1980 steigt Bötel ins Familiengeschäft ein, der eigene Vater steht da noch an der Kasse, nicht minder tüchtig als der Sohn - schon Anfang der 1930er Jahre hatte der den Laden zusammen mit dem Bruder eröffnet, damals noch getrennt nach Lebensmitteln, Feinkost und Tabak. Mitte der 60er Jahre rücken die Bauarbeiter an, aus zwei Geschäften wird eines und so ist es bis heute geblieben. In der DDR lernt Bötel junior sein Geschäft beim Konsum, 1989 übernimmt er für den Vater schließlich vollends. Waren des täglichen Bedarfs haben wir damals direkt aus Sondershausen geholt., erzählt der alte Kaufmann, eigentlich war alles knapp, selbst Sachen die in Nordhausen hergestellt wurden, wie f6 oder Korn, bekam man nicht immer einfach so. Mit ein bisschen persönlichem Einsatz, Vitamin B und der einen oder anderen kleineren Gefälligkeit kam man als findiger Kaufmann aber oft trotzdem an das, wonach der Kundschaft der Sinn stand. Das ist heute ganz anders, es gibt Riesenkataloge und wir können alles mögliche bestellen. Selbst Fahrräder habe ich schon verkauft, erzählt Bötel. Das Lager ist entsprechend gut bestückt, wenn es auch nicht mehr ganz so breit zugeht, wie in der Nachwendezeit. Im Sortiment findet sich heute vor allem Alltagsbedarf, von der Milch bis zur Großpackung Tabak.

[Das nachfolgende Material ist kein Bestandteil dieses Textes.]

Issue #1781, opened 2017-02-15
Adjust score calculation algorithm


vajonam:
I am not convinced that the score is calculated correctly. When I specify the MAX_ALARMED, MAX_FILTER or MAX_BLOB size, those should be used to calculate the score rather the area of the whole polygon.

I might have a very large zones (less zones for faster), but smaller max (30-40% of the zone.area() )values which means the scoring should be higher, this is important as more higher scores are less likely to be false positives. 

https://github.com/ZoneMinder/ZoneMinder/blob/master/src/zm_zone.cpp#L273

https://github.com/ZoneMinder/ZoneMinder/blob/master/src/zm_zone.cpp#L368

https://github.com/ZoneMinder/ZoneMinder/blob/master/src/zm_zone.cpp#L667

I have PR ready for this if folks agree.

johncolby:
@connortechnology I agree that the score algorithm could be improved.

A more basic change would be letting scores have more precision one way or another (e.g. 1000* instead of 100*), so as to avoid the problem of many events being generically squashed to a score of 1 (see below, as also mentioned by @mastertheknife in #1782 ).

![screen shot 2018-04-20 at 1 30 17 pm](https://user-images.githubusercontent.com/473295/39072311-07867980-449f-11e8-89ff-3af4c9e7d467.png)

Then, @vajonam's suggestion could be accommodated by letting user have a display option for the Y-axis like "Display as..." "% of zone pixels" or "% of max threshold pixels" or "log scale" or whatever.

vajonam:
so what do I need to do to get this in? you new a new PR against current master/HEAD?

connortechnology:
Yes update it.  In the meantime I will make another attempt at understanding it.

vajonam:
So what I am proposing is that when we have any alarm and the max_alarm_pixes is not 0. i.e the user has specified that the max alarm aera in percent or pixels (gets converted to pixels anyway), then use that to calculate the score rather than to total size of the zone. 


```
if (max_alarm_pixels != 0)  // max size is specified use that to calculate the score
    score = (100*alarm_pixels)/max_alarm_pixels;
  else // max is not specified use total size of the zone to calculate the score
    score = (100*alarm_pixels)/polygon.Area();

```
[...]

PR #1782, opened 2017-02-15
fix scoring based on max value of zone, rather than area of entire zone

vajonam:
#1781 fixes for adjusting scoring algorithm based on largest allowable size


vajonam:
make sure we fall back to size of the zone polygon if max_* is 0

connortechnology:
My mind breaks down while looking at this code/logic.  It is going to take some serious looks by several people to agree on this.  

@mastertheknife ?

vajonam:
Agreed, but my point is that if you specify a max size for your alarmed area, you % or scre should be calculated against that max size, because if the alarmed area greater than the max size it will be ignored.

mastertheknife:
On my system, sometimes the score is really low, its 1 some events.
There were times it was less than 1, but a fix in the code (exists since 1.26 or so) makes sure the minimum is 1. The fix in the current code is like a band aid, perhaps we should really improve the scoring algorithm.
I haven't had time to understand the changes in this PR and its effect on the score. Its better to go safe and slow with this, its a significant change that will affect all users.

knnniggett:
Looks like this issue needs some follow up.
Assigning a milestone of 1.31.0 to this.

vajonam:
I am curious to see how many users actually use score for anything?

PR #1783, opened 2017-02-17
Add human filesize to the event filesize column 

marciopamplona:
Instead of showing the size in bytes without punctuation, shows the size in 2 decimal places with notation in human format (b, K, M, G).

### DIFF
--- a/web/includes/functions.php
+++ b/web/includes/functions.php
@@ -2137,7 +2137,14 @@ function folder_size($dir) {
     foreach (glob(rtrim($dir, '/').'/*', GLOB_NOSORT) as $each) {
         $size += is_file($each) ? filesize($each) : folderSize($each);
     }
-    return $size;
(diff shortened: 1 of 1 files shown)


connortechnology:
Hey.. we are in feature freeze atm, which explains our silence.

On the other hand... I think I already implemented this in my branches... and I don't like folder_size returning human readable.  Because then I need another function that returns it in non-human readable format.  So folder_size should be a bytes value and whatever calls it should decide to make it human readable.  Also, I'm pretty sure there is already a human readable function somewhere in our source. I know it's a mess, but we have got to slim this code down.  I bet php also has a handy function for this.

connortechnology:
Thanks for your contribution though!  I really appreciate it.

knnniggett:
Closing this due to previous comments. 
If the previous comments can be addressed then feel free to open a new pull request.

Issue #1784, opened 2017-02-17
wrong key used for AlarmRefImageBlendPct


vajonam:
Incorrect key is used in monitor.php, it should be AlarmRefImageBlendPct not AlmRefImageBlendPct

kylejohnson:
Closed per #1785

PR #1785, opened 2017-02-17
fix usage of wrong key

vajonam:
fixes for #1784


vajonam:
Only broken for 2 years!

Das Geschäft läuft immer noch gut, hat aber schon bessere Zeiten gesehen, die Studenten aus dem Bochumer Hof sind ein seltener Anblick geworden und die waren immer gute Kunden, erzählt Bötel. Der Laden hält sich weiter über Wasser, dass man ohne Miete in den eigenen vier Wände arbeiten kann, ist hilfreich. Viele haben aufgehört, aufgegeben oder sich auf Feinkost und Spirituosen spezialisiert. Aber auch da ist es schwer, noch Nachfolger zu finden. Ich bin ein bisschen wie der letzte Dinosaurier., erzählt der Händler. Die Stammgäste finden immer noch ihren Weg in den kleinen Laden und kommen nicht nur aus der direkten Umgebung, auch nach der langen Zwangspause.
Heinrich nennt ihn hier niemand, das ist das, was im Ausweis steht. Für die meisten bin ich einfach Heiner oder Herr Bötel. Und Heiner will weitermachen. An der Theke zu stehen sei allemal besser, als zu Hause rumzusitzen. Der letzte Dinosaurier wird dem Niedergang der kleinen Lädchen also weiter die Stirn bieten. Und das ganz ohne Zaubertrank.